# Instructions for the task:
Find every line in the data that contains the word "proper". Return each of those lines.

Collected data entries:
Issue #1529, opened 2021-04-27
Widget for sensor history time series


edgimar:
It does not appear to be possible to view historical data via a widget.  It would be nice to be able to get a visualization similar to what you see when pressing on a sensor entity in the Android app (a time series plot over some period of time up until the current time).

edgimar:
There still isn't any such widget for the Android Home Assistant app.

sunnyd24:
I really would like to see this android widget which will show entity history over a customisable specific time frame, say 1 day or 2 hours.

ctml91:
Also looking forward to this. It would be especially helpful if you could group entities using the same unit measurement on the same graph, like on the history page directly in HomeAssistant.

ivorsmorenburg:
![Screenshot 2024-09-01 105938](https://github.com/user-attachments/assets/14082a8b-bd5d-4c2c-bbc4-1e6c8a5de86c)
![803F70C8-55DF-40D0-B052-29B44E8D80A0](https://github.com/user-attachments/assets/ee683d08-9de1-4b18-9bb0-ffeb0577d605)

NunoMCMoreira:
Somene to help me intalling this widget ?

jpelgrom:
> Somene to help me intalling this widget ?

This is an open feature request, not something that's currently available in the app.

NunoMCMoreira:
> > Somene to help me intalling this widget ?
> 
> This is an open feature request, not something that's currently available in the app.

Oh, that's even better if this will became available on next compassion app update. Thanks

krauthaus:
> This is how it looks, waiting for some comments, probably we could improve the whole Widget side of the app. ![image](https://github.com/user-attachments/assets/4d89ff89-3989-4e61-9bcd-5c11559e86fd)

That is pretty much the one killer feature I am missing in the app! (Next to buttons who view on/off states.)

dgudim:
Was the idea abandoned of is it still in the works? Because having a graph widget would be amazing

whcrg:
Also want this! Unfortunately no suitable skills to contribute meaningfully

TimoPtr:
Anyone can pick this up and continue the word done.

Mannshoch:
I would also like it to see this. If possible I would like to have it also possible on a small  1x2 or 2x1 size. 
in the widget settings I would like to set somthing like the last 5h on x. and have a black background with a white transparent overlay text for axis lable.

PR #4601, opened 2024-09-01
Graph widget to show historical data

ivorsmorenburg:
## Summary
Adds Graph Widget to make possible see historical data

## Screenshots
https://github.com/home-assistant/android/issues/1529#issuecomment-2323396196
 
## Any other notes
https://github.com/home-assistant/android/issues/1529


bgoncal:
Hi Ivor, can you add a small video demo the functionality?

common/src/main/java/io/homeassistant/companion/android/database/sensor/SensorDao.kt
```diff
@@ -14,10 +14,10 @@ import kotlinx.coroutines.flow.Flow
 @Dao
 interface SensorDao {
 
-    @Query("SELECT * FROM Sensors WHERE id = :id")
+    @Query("SELECT * FROM sensors WHERE id = :id")
```
bgoncal, line 17: Was this change intentional?

app/src/main/res/values/strings.xml
```diff
@@ -0,0 +1,6 @@
+<?xml version="1.0" encoding="utf-8"?>
+<resources>
+    <string name="historical_graph">Historical Graph</string>
+    <string name="widget_graph_we_are_retrieving_data">We are retrieving some data, please came back later</string>
```
bgoncal, line 4: Is this something that take several minutes? Otherwise we can change the text to something that does not give the impression it will take long.

bgoncal (changes requested):
Any tests we could add for it?

common/src/main/java/io/homeassistant/companion/android/database/sensor/SensorDao.kt
ivorsmorenburg: Yes to keep everything lowercase consistent as I saw other where rising the right name of the table lowercase

app/src/main/res/values/strings.xml
ivorsmorenburg: I'll look into this usually depends on how the sensor get refreshed. For example if is electric sensor the W will change very often but it is a for example temperature of a room it might not change that often.

But I can change it for something more generic

ivorsmorenburg:
> Any tests we could add for it?

Yes we could but I didn't see that as an requirement for the 4 hours test. I want to optimise this piece of code before it gets merged.

ivorsmorenburg:
> Hi Ivor, can you add a small video demo the functionality?

This is the video example of an MVP for the GraphWidget

https://github.com/user-attachments/assets/91439c27-5f59-46f4-b635-a9dd50177bb5

app/src/main/java/io/homeassistant/companion/android/settings/widgets/ManageWidgetsViewModel.kt
```diff
@@ -1,72 +1,75 @@
-package io.homeassistant.companion.android.settings.widgets
```
dshokouhi, line 1: This file has become hard to review as it looks like the entire file was changed but that does not seem to be the case. Can you update this so the diff shows the actual changes done to the file please?

app/src/main/java/io/homeassistant/companion/android/settings/widgets/views/ManageWidgetsView.kt
```diff
@@ -110,7 +114,7 @@ fun ManageWidgetsView(
         ) {
             if (viewModel.buttonWidgetList.value.isEmpty() && viewModel.staticWidgetList.value.isEmpty() &&
                 viewModel.mediaWidgetList.value.isEmpty() && viewModel.templateWidgetList.value.isEmpty() &&
-                viewModel.cameraWidgetList.value.isEmpty()
+                viewModel.templateWidgetList.value.isEmpty() && viewModel.graphWidgetList.value.isEmpty()
```
dshokouhi, line 117: Looks like you may have mixed up `cameraWidgetList` with `templateWidgetList` here :)

app/src/main/java/io/homeassistant/companion/android/settings/widgets/ManageWidgetsViewModel.kt
ivorsmorenburg: Yes I agree with you, what I have done is runned KtLint on the project and it change the format but not the content I'll have a look into that 🤓

jpelgrom: (this is usually caused by changing the line endings on the file)

ivorsmorenburg: That's correct, seems that the KtLint decided to add an ending line. I'll try to revert it

dshokouhi:
@ivorsmorenburg can you please add some screenshots of the configuration page so we can see what options the user needs to use? For example I can see the code contains stuff related to entity attributes but I am not sure if those are even used in the graph?

ivorsmorenburg:
> @ivorsmorenburg can you please add some screenshots of the configuration page so we can see what options the user needs to use? For example I can see the code contains stuff related to entity attributes but I am not sure if those are even used in the graph?

Yes you are correct, right now is just an **MVP**, the UI Config Screen is the Entity UI Screen.

I'll work on it no worries : ) I have big plans for the UI

dshokouhi:
ok thanks for confirming :) sometimes when a PR is in draft its tough to tell how much to look and comment 🙈  I will go ahead and look at the generated APK for now until you feel the code is ready to look at :)

ivorsmorenburg:
> Any tests we could add for it?

I have been trying to add some tests.. but the project structure is not making easy task... and the effort is too big for just adding the first test to the project without a structure already in place.

I believe this is also a bigger feature, as we will need to have Repositories for example, to be able to mock and test logic, unit test suppose to test the logic not the Android Views.

ivorsmorenburg:
I made few improvements this is my 'final' version, comments are welcome @dshokouhi  :)
https://github.com/user-attachments/assets/9dc0d826-3343-4c0e-826e-27e02077ca30

dshokouhi:
@ivorsmorenburg i am encountering a few issues in teh debug APK.

the widget example on my device is not correct

image

the debug APK is missing the proper title , maybe caused by strings not all being in common?

image

also the widget never updates for me seems to be stuck here for me

image

also when I edit the widget the changes are not saved

for testing I am using the battery level sensor with either 24 hours, 5 hours or even 1 hour time sampling. Seems to always be stuck loading.

ivorsmorenburg:
> the widget example on my device is not correct
- That is very strange as it uses an image like all the others widgets :S, but I think the actual issue might be that on your device it isn't using the png image, but an emulated version of the graph. I was using Android 13 OnePlus 8 Google Stock ROM. Could you provide me with your device specs? so that I can emulate it and test the weird behaviour on the widget.

> the debug APK is missing the proper title , maybe caused by strings not all being in common?
- Yes, that's on me, as I have added a debug library to test and inspect the database, one of the side effects is that it changes the name of the app for debug. We could remove the library and only use it when local builds to prevent this.

> also the widget never updates for me seems to be stuck here for me
- Ok I feel that is a normal behaviour as it needs at least 2 values to show a graph, probably due to the slow discharging of the battery the second value might take a while to appear. 

> also when I edit the widget the changes are not saved
- I'll test this, but I have only fixed updating the widget for the graph as other widgets doesn't seem to work

> for testing I am using the battery level sensor with either 24 hours, 5 hours or even 1 hour time sampling. Seems to always be stuck loading.
- About sampling that has been removed, and it uses a time range to delete old entries and only keep the ones within that range. so for 1 hour you will see only historic as old as 1 hour. When it gets "stuck" is because doesn't have enough data.. the sensor might need to send more at least 2 events to show the graph, if you like you can test it using the dev tools in home assistant to fire an event for that sensor.

ivorsmorenburg:
In resume, I'll try to have a look tonight or tomorrow probably evening into this :) @dshokouhi Thanks for the review! Really appreciate the testing efforts!

dshokouhi:
> * I was using Android 13 OnePlus 8 Google Stock ROM. Could you provide me with your device specs? so that I can emulate it and test the weird behaviour on the widget.

Pixel 9 Pro XL



> * Yes, that's on me, as I have added a debug library to test and inspect the database, one of the side effects is that it changes the name of the app for debug. We could remove the library and only use it when local builds to prevent this.

Is htat library necessary for the scope of this PR? If not we should probably remove it and add it in another PR to keep this one easier to review.

 

> * Ok I feel that is a normal behaviour as it needs at least 2 values to show a graph, probably due to the slow discharging of the battery the second value might take a while to appear.

is the graph waiting for live data or does it pull up past data just like HA graphs do? We may need to consider user expectations here as I thought this graph would match the frontend graph personally.




> * I'll test this, but I have only fixed updating the widget for the graph as other widgets doesn't seem to work

last I checked all of our widgets update just fine, maybe the debug library is causing an issue here?

dshokouhi:
Thanks your latest changes have addressed my previous comments.

image

 It looks like the config screen is not showing the correct saved value for the amount of time to display. The slider seems to default to 24h when I come back to edit, even though the graph updates with the correct value.

Couple more comments on the design: 

- we should restrict which domains qualify for this feature, things like `automation` domain may not qualify
- will there be theming added to match the other widgets?
- should we inform the user about using graphs that dont update quickly? the slow loading may lead to unwanted bugs I feel user may expect data to be live just like their dashboards and other widgets

jpelgrom:
There's a lot in here so don't consider this a full review, but just jumping in the current discussion to add my thoughts:

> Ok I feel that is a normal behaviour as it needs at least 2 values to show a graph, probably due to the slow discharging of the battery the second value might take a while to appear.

# Result of this exercise:
the debug APK is missing the proper title , maybe caused by strings not all being in common?
> the debug APK is missing the proper title , maybe caused by strings not all being in common?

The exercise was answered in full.